About this exercise: Each line of the listing where "Support" appears should be reported.

- - - - - - -

PR #63, opened 2021-06-09
CQL Support

danlee1025:
- Support for cql in plandefinition check trigger codes condition
- Pulled in valueset and library loading functionality from STEAM abstraction tool
- Executes ELM and checks if condition is included in result

Testing:
Manually trigger `plandefinition-cancer-example-cql`. I added Patient `pat02` which fails the trigger check. The CQL expression is just checking if the patient's age is >= 40.

Use this encounter to pass the trigger check
```
{
  "resourceType": "Encounter",
  "id": "encounter-manual-trigger-example",
  "text": {
    "status": "generated",
    "div": "<div xmlns=\"http://www.w3.org/1999/xhtml\">Encounter with patient pat01</div>"
  },
  "status": "in-progress",
  "class": {
    "system": "http://terminology.hl7.org/CodeSystem/v3-ActCode",
    "code": "IMP",
    "display": "inpatient encounter"
  },
  "subject": {
    "reference": "Patient/pat01"
  }
}
```

Use this encounter to fail the trigger check
```
{
  "resourceType": "Encounter",
  "id": "encounter-manual-trigger-example",
  "text": {
    "status": "generated",
    "div": "<div xmlns=\"http://www.w3.org/1999/xhtml\">Encounter with patient pat02</div>"
  },
  "status": "in-progress",
  "class": {
    "system": "http://terminology.hl7.org/CodeSystem/v3-ActCode",
    "code": "IMP",
    "display": "inpatient encounter"
  },
  "subject": {
    "reference": "Patient/pat02"
  }
}
```


src/utils/cql/evaluateCql.js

- - - - - - -

Response area:
CQL Support
- Support for cql in plandefinition check trigger codes condition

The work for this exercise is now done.